7. Dibuje una marca de punto (por ejemplo, usando un marcador).
8. Fije una jeringa de 1 ml o 0,5 ml en el marco estereotáxico.
   NOTA: Es recomendable utilizar jeringas con agujas no desmontables ya que producen una mejor succión y tienen menos volumen muerto.
9. Lleve la aguja al punto de contacto con la piel en la marca del punto.
10. Con un par de fórceps, levante la piel mientras baja la jeringa a través de las capas de la piel.
11. Recupere ligeramente el émbolo para generar presión negativa en la jeringa.
12. Vuelva a empezar a sumergir la aguja muy lentamente hasta que aparezca líquido (LCR) en la jeringa.
13. Coloque la aguja en esta posición y permita el flujo lento del líquido cefalorraquídeo.
    NOTA: La aguja se puede bajar o elevar ligeramente si el flujo de líquido cefalorraquídeo es muy lento.
14. Comience a retirar el líquido cefalorraquídeo lentamente (en pasos de 40 μL/min) hasta 120 μL.
15. Recupere lentamente la jeringa.
16. Administrar por vía intraperitoneal 1 ml de suero normal para apoyar la reposición de líquidos del animal de experimentación.
17. Mezcle la biopsia líquida (LCR) con 400 μL de medio NSC y mantenga el tubo de microcentrífuga a 4 °C hasta su uso posterior.
    NOTA: Las biopsias líquidas deben procesarse dentro de las 3 horas si no se congelan.
18. Retirar la mascarilla que suministra el anestésico y trasladar al animal al área de monitoreo post operación.
    NOTA: La recuperación de la anestesia y el mantenimiento de la decúbito deben ocurrir dentro de los 5-10 minutos, y la recuperación completa (comportamiento normal) dentro de los 25 minutos.
    1. Vigile de cerca la recuperación (movimiento vívido e ininterrumpido, acceso frecuente al agua) en un espacio bien calentado (24-25 °C), tranquilo y sin lecho de partículas pequeñas, que pueden obstruir las vías respiratorias. Devuelva el animal a la compañía de sus compañeros de jaula (no a animales nuevos) solo después de que se haya confirmado la recuperación completa.
    2. Vigilar al animal en el centro de mantenimiento durante al menos 48 h después de la cirugía. Si se observan signos de dolor (ocultamiento de la cabeza, postura anormal de la cabeza o del cuerpo, hipersensibilidad e hiperexcitabilidad a la manipulación), administrar analgesia (p. ej., 0,3 mg/ml de buprenorfina por vía subcutánea). Remita a los animales con pelaje descolorido o erizado al veterinario responsable.

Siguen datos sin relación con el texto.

PR #6198, opened 2024-07-31
Update inspect.xml

nilchia:
FOR CONTRIBUTOR:

when using adata with genes < 500 (The case in image-based spatial transcriptomic) the user need to specify the percent_top argument.
This PR fixes the syntax error in percent_top

### DIFF
--- a/tools/scanpy/inspect.xml
+++ b/tools/scanpy/inspect.xml
@@ -72,7 +72,7 @@ sc.pp.calculate_qc_metrics(
     #end if
     #if $method.percent_top
         #set $percent_top = [int(x.strip()) for x in str($method.percent_top).split(',')]
-        percent_top=$method.percent_top,
+        percent_top=($method.percent_top),
     #end if
     inplace=True)
 


bgruening:
Please bump the version number. The prefix galaxy+X

tools/scanpy/inspect.xml
```diff
@@ -72,7 +72,7 @@ sc.pp.calculate_qc_metrics(
     #end if
     #if $method.percent_top
         #set $percent_top = [int(x.strip()) for x in str($method.percent_top).split(',')]
-        percent_top=$method.percent_top,
+        percent_top=($method.percent_top),
```
pavanvidem, line 75:
```suggestion
        percent_top=$percent_top,
```

nilchia: thanks!

pavanvidem (approved):

tools/scanpy/inspect.xml
```diff
@@ -72,7 +72,7 @@ sc.pp.calculate_qc_metrics(
     #end if
     #if $method.percent_top
         #set $percent_top = [int(x.strip()) for x in str($method.percent_top).split(',')]
-        percent_top=$method.percent_top,
+        percent_top=$percent_top,
```
bgruening, line 75:
```suggestion
        percent_top=($percent_top),
```

Isn't that needed?

pavanvidem: `$percent_top` already has an integer list

nilchia: `$percent_top` will give `[50,100,200]` for example.
before, `$method.percent_top` was called which would give `50,100,200`

for example we checked `qc_vars` in here:
```
    #if $method.qc_vars
        #set $qc_vars = [str(x.strip()) for x in str($method.qc_vars).split(',')]
    qc_vars=$qc_vars,
    #end if
```
it will give `qc_vars=['mito', 'ERCC'],` for example

bgruening: Having a test for this case would be good I think.

bgruening:
Thanks!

4. Procesamiento de tejidos para inmunofluorescencia

1. Sacrificar al animal mediante infusión intracardíaca de 20 mL de solución salina helada, seguida de 50 mL de paraformaldehído helado al 4% (PFA; en solución salina tamponada con fosfato [PBS] de pH = 7,4).
2. Disecciona el tejido cerebral.
   1. Separa la cabeza del cuerpo con unas tijeras para hacer un corte en la zona cervical. Use las tijeras para quitar la piel y luego corte el hueso del cráneo a lo largo de la línea media sagital, con las puntas de las tijeras apuntando hacia arriba para no dañar el tejido cerebral. Trate de continuar cortando tanto como sea posible, pasando la línea media coronal.
   2. Utilizar fórceps para extraer los huesos, empezando por los huesos supraoccipital y parietal y finalmente los huesos frontales.
   3. Una vez que se revela el tejido cerebral, use las pinzas o una espátula para sacarlo del cráneo. Para facilitar esto, corte los nervios en la base del cerebro y los bulbos olfatorios, si no lo desea.
3. Fijar el tejido durante la noche en PFA al 2% a 4 °C.
4. Crioproteger el tejido en sacarosa al 30% (en PBS) durante al menos 48 h a 4 °C hasta que el tejido se hunda hasta el fondo.
5. Congelar el tejido a -80 °C.
6. Cortar el tejido cerebral en secciones coronales de 14 μm de grosor con un criostato.
7. Realizar tinción de inmunofluorescencia utilizando protocolos estándar ^3,7
   1. Incubar las secciones con tampón de bloqueo (3% de albúmina sérica bovina [BSA], 0,1% Triton X-100, en PBS) durante 2 h a temperatura ambiente.
   2. Realizar la recuperación de antígenos (ebullición durante 15 min en tampón citrato 10 mM, pH = 6,0, utilizando frascos de vidrio).
      NOTA: Este paso es opcional, pero necesario para los antígenos nucleares.
   3. Llevar a temperatura ambiente e incubar con anticuerpos primarios contra la proteína ácida fibrilar glial (GFAP), la doble cortina (Dcx), S100β y β-catenina (ver la Tabla de Materiales) en tampón de bloqueo durante la noche a 4 °C.
   4. Incubar durante 2 h con anticuerpos secundarios en PBS con 4',6-diamidino-2-fenilindol (DAPI) para contratinción nuclear a temperatura ambiente (ver Tabla de Materiales).
   5. Monta los cubreobjetos.

5. Procesamiento de células aisladas para inmunofluorescencia

1. Coloque las células en placas de 96 pocillos compatibles con microscopía, recubiertas con poli-D-lisina (100 μg/mL).
2. Fije las células en PFA al 2% helado durante 10 minutos y lávelas 3 veces con PBS.
3. Realice inmunofluorescencia utilizando los procedimientos estándar^3,7 para PDGFRα, GFAP^, Dcx, SOX2 e ID3 (consulte la Tabla de materiales).
4. Mantenga las celdas en PBS + NaN₃ (0,1%) a 4 °C en la oscuridad.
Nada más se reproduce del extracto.